AOL Advertising On the Way
Thursday, January 18, 2007
As David Kaplan so appropriately titles his article, so does AOL seem to finally come into their own - or at least try to. For years, AOL members [ex, anti, and current] complained over the induntation of, some would say, excessive advertising.
Having a free ISP such as NetZero, where one would sign up for free and have free internet access, advertisements in exchange could be understood. Though not charging, the entire time of your online experience would be met with having a large and thick band stretch the horizontal top quarter of your monitor. I think that would be a fair exchange.
But to pay anywhere from $19.95 to $21.95 per month and to still have the ads bombard the one's shelling out that kind of cash, I may have a bone to pick.

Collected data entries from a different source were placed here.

PR #185, opened 2017-12-13
fix for #184 - Parameter must be an array or an object that implement…

Random90:
in PHP 7.2 count() can take only arrays and Countables as parameter.

### DIFF
--- a/modules/orm/classes/Kohana/ORM.php
+++ b/modules/orm/classes/Kohana/ORM.php
@@ -1640,7 +1640,7 @@ class Kohana_ORM extends Model implements serializable {
 		}
 		else
 		{
-			return $count === ((is_int($far_keys) || is_string($far_keys)) ? 1 : count($far_keys));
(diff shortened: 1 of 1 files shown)


MHermsen:
For me it's not working ! why

Random90:
@MHermsen im 100% sure it is working

piotrgolasz:
Solution: unittests!

Random90:
@piotrgolasz he made mistake copying it to his project in #185.

piotrgolasz:
clhzedowoaa1bgp

bato3:
If `$far_keys` is digit better use `ctype_digit($far_keys)` instead `is_int($far_keys) || is_string($far_keys)`?

Or this code: https://github.com/Random90/koseven/blob/8dc9214f203c07379e567e753454db47043399a0/modules/orm/classes/Kohana/ORM.php#L1698-L1701

Random90:
@bato3 
No.
ctype_digit: Checks if all of the characters in the provided string, text, are numerical.

If far_keys would be integer, ctype_digit would return false and use count($far_keys)

errotan:
Different solution (#240) was merged.

PR #194, opened 2018-01-21
Fix Docroot Path for Minion

piotrgolasz:


piotrgolasz:
@neo22s Why are tests not performing composer install?

knbv:
#174

system/tests/kohana/MinionTaskTest.php
```diff
@@ -0,0 +1,29 @@
...
+ */
+class MinionTaskTest extends Unittest_TestCase
+{
+
+	/**
+	 * Tests that Minion Task Help works assuming all other tasks work aswell
+	 */
+	public function test_minion_runnable()
+	{
+		$minionResponse = Minion_Task::factory(['task' => 'help']);
```
knbv: Do I understand correctly that this test simply calls a task named "help"?

The fact is that the task will be executed regardless of whether the correct path is specified in the DOCROOT.

piotrgolasz: In unittest bootstrap i included autoloader.php (https://github.com/koseven/koseven/pull/194/files#diff-d97290f5a2964424212543942a6ede21R65)

Therefore if Minion task has executed correctly, that would mean that the docroot path is also correct.

knbv: Thanks you!

knbv:
Sorry, I did not notice that you did not fix all the errors. The code does not match the Coding Style (String Concatenation).

https://docs.koseven.ga/guide/kohana/conventions

knbv:
@piotrgolasz Sorry, I did not notice that you did not fix all the errors. The code does not match the Coding Style (String Concatenation).

https://docs.koseven.ga/guide/kohana/conventions

piotrgolasz:
@knbv understood.

system/tests/kohana/MinionTaskTest.php
errotan: $minionResponse does not conform with required coding style. It should be $minion_response.

modules/unittest/bootstrap.php
```diff
@@ -61,6 +61,8 @@
  *
  * @link http://kohanaframework.org/guide/using.configuration
  */
+// Require composer libraries
+require DOCROOT.'/vendor/autoload.php';
```
errotan: This change is not required for this patch.

.travis.yml
```diff
@@ -21,6 +21,7 @@ before_install:
 # execute any number of scripts before the test run, custom env's are available as variables
 before_script:
   - sudo chmod -R 755 modules/ application/ system/
+  - composer install
```
errotan: This change is not required for this patch.

PR #195, opened 2018-02-02
Fixes #192 find_file taking long time to load files

### LINKED ISSUE #192: find_file taking long time to load files.
`find_file` function is taking almost 1sec even when cache is enabled.

I debugged the system and noticed that when `Kohana::init` is called in bootstrap, `Kohana_Core` class can't find `Kohana_Cache` file so it use file_cache function and try to load .txt file on `Kohana_Core` line **892**.

But when shutdown_handler is called and it try to write file_cache it can find `Kohana_Cache` and it use it so a cache file is created `Kohana_Cache_File` class with .cache file.

This mean when `Kohan::init` is called it never use cached file and build files list every time. 
So my solution is to update Koahan_Core class change default extension 

I try to move Kohana::modules call before Kohana::init but userguide module init.php throw errors. 

both `Kohana_Core` and `Kohana_Cache_File` are using `sha1` function to hash file name but `Kohana_Cache` use $prefix so names does not match.

So even changing file extension in  `Kohana_Cache` to .cache is not working.

Any solutions?

farazilu:
Fixes #192 
Updated the Kohan_Core::init and shut_down_handler() to use file_cache() so they can read and write to same file
Update travis.yml to use defult phpunit available as it work with php 7.0, 7.1 and 7.2


system/tests/kohana/CoreTest.php
```diff
@@ -174,6 +174,24 @@ public function test_cache($key, $value, $lifetime)
...
+	/**
+	 * Test Kohan::$caching
+	 * 
+	 * 
+	 * @test
+	 * 
+	 */
+	public function test_fild_file_work_with_caching ()
+	{
+	    kohana::$caching = TRUE;
```
piotrgolasz: Kohana with capital 'K'? what is 'kohana' class?

farazilu:
updated to capital 'K',

system/tests/kohana/CoreTest.php
```diff
@@ -174,6 +174,24 @@ public function test_cache($key, $value, $lifetime)
 		Kohana::cache($key, $value, $lifetime);
 		$this->assertEquals($value, Kohana::cache($key));
 	}
+	
+	/**
+	 * Test Kohan::$caching
```
errotan: Multiple typos in this comment and in function comments.

errotan:
One drawback of this is that if you delete an "overriden" file from the cascading file system that is cached, koseven will fail because it tries to load it. Also if a file path in the cascading filesystem is already cached, koseven will not find new files. Eg. you use Debug class and later you create a Debug.php file in application/classes/ to override. So in production where caching is probably on, you have to clear the cache folder on every new release of your app.

PR #208, opened 2018-03-23
halt script execution when exception occurs in view rendering

errotan:
… status code. Please review this, I'm open to suggestions.

### DIFF
--- a/system/classes/Kohana/View.php
+++ b/system/classes/Kohana/View.php
@@ -238,14 +238,12 @@ class Kohana_View {
 		catch (Exception $e)
 		{
 			/**
-			 * Display the exception message.
+			 * Display the exception message and halt script execution.
 			 *
 			 * We use this method here because it's impossible to throw an
 			 * exception from __toString().
 			 */
-			$error_response = Kohana_Exception::_handler($e);
-
-			return $error_response->body();
+			Kohana_Exception::handler($e);
 		}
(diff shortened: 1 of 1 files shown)


errotan:
Updated.

errotan:
Currently if a view is rendered inside a view using echo or casting with (string) and there is an exception thrown inside the subview an error text is returned to the outer view but the execution continues. According to "clean code" guidelines this is "swallowing exceptions" which is bad. This patch halts the script upon exception. What do you guys think about this?

piotrgolasz:
Sounds interesting. Can you provide any example of this, for example a gist with some code in the Welcome_Controller?

errotan:
https://gist.github.com/errotan/a95c28be9b3edf636ecf05f64085b8fe

WinterSilence:
@piotrgolasz  @errotan https://github.com/koseven/koseven/blob/devel/system/guide/kohana/tutorials/basic-controller.md i add new examples in guide, but need update docs.koseven.ga.

toitzi:
Looks good.

@errotan Any updates to this? Shall this be merged?

Sorry for asking this so oftne, but i try to regulary go over all issues and PRs to see if i can help and to keep them alive

errotan:
The status is that I'm waiting for review on this. If you think it's good it can be merged.

PR #209, opened 2018-03-26
Fix warning: `current() expects parameter 1 to be array, boolean given`

juherr:


system/classes/Kohana/File.php
```diff
@@ -139,7 +139,11 @@ public static function exts_by_mime($type)
 	 */
 	public static function ext_by_mime($type)
 	{
-		return current(File::exts_by_mime($type));
+		$exts = File::exts_by_mime($type);
+		if (!$exts) {
```
errotan: Please put curly brackets to separate line according to https://docs.koseven.ga/guide/kohana/conventions

juherr: Done, thanks for the review

juherr:
Another option for the fix could be to remove `FALSE` as value of `exts_by_mime` and return `[]` but it may break things if some users are already checking against `FALSE` and not empty array.

juherr:
It was one of my options too. But as I said, it may break things because of the behavior change.
I may fix the documentation too :) Let me know what I have to do.

errotan:
I vote on clarifying the doc and to change the return type to [] in a later version,

` * @return  array|false   File extensions matching MIME type or false if none`

piotrgolasz:
I vote for this aswell. Are there any usages in Koseven of this method?

juherr:
@piotrgolasz No internal usage of exts_by_mime or ext_by_mime

juherr:
@piotrgolasz Any update on this PR?

PR #210, opened 2018-03-26
Fix error: 'Object of class stdClass could not be converted to string'

juherr:


juherr:
@errotan Done 👍

knbv:
@juherr Hmm... Perhaps you can suggest a real example where it can be needed? Why do need to pass the result of the serialize function to the quote method? How will this work? Thank you!

juherr:
@knbv I didn't digg too much and I don't know how/why the quote method is called. 

In fact, I see an issue on a project because Kohana is trying to quote a stdClass object (which is failing). 
My model contains a stdClass as attribute which is not mapped into the database.
So, I suppose Kohana is quoting not mapped attribute instead of skipping them.

BTW, I'm open to any other tips :)

piotrgolasz:
I think at this point we should also discuss using PHP 7 types....

juherr:
@piotrgolasz Let me know, but which PHP7 type is not convertible to a string by using the cast?

piotrgolasz:
I meant that original Kohana was written in php 5.x, therefore functions don't have parameter types. If Koseven should be php 7.x compatible, maybe we should think about hard typing....

juherr:
@piotrgolasz I'm not understanding why types will help here. The function is called with a mixed param and the assumption "All other objects will be converted using the `__toString` method" is not working in every case.

piotrgolasz:
@juherr Could you maybe write a unittest with code example where you pass stdClass to ORM?
Code is fairly simple, it just adds one extra case, but I can't seem to find a proper usage for this.
Your help would be greatly appreciated.

toitzi:
Maybe he used `mysql_fetch_object` somewhere or something like that. but nevermind, i am going throug unit tests this week, and unit test for this is on my todo :)

juherr:
Thanks for the merge! 👍 

The use case is still unclear for me and as I said previously:
> My model contains a stdClass as attribute which is not mapped into the database.
> So, I suppose Kohana is quoting not mapped attribute instead of skipping them.

I fact, I don't know why and when quote is used (and maybe it shouldn't in specific cases).
At least, the fix will be a workaround in some specific cases :)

Well, it seems AOL's finally recognizing themselves for what they are.
Here's a snippet of David Kaplan's article today entitled, "AOL Looks To Sell Advertising, Not Internet Access These Days."
After being written off by industry observers for much of the past few years, AOL appears to have found its true calling: selling online advertising. As AOL continues to press its $900 million bid for TradeDoubler, the Swedish online marketing firm, the FT notes that the internet company has finally become a positive factor for Time Warner and its shareholders. (...)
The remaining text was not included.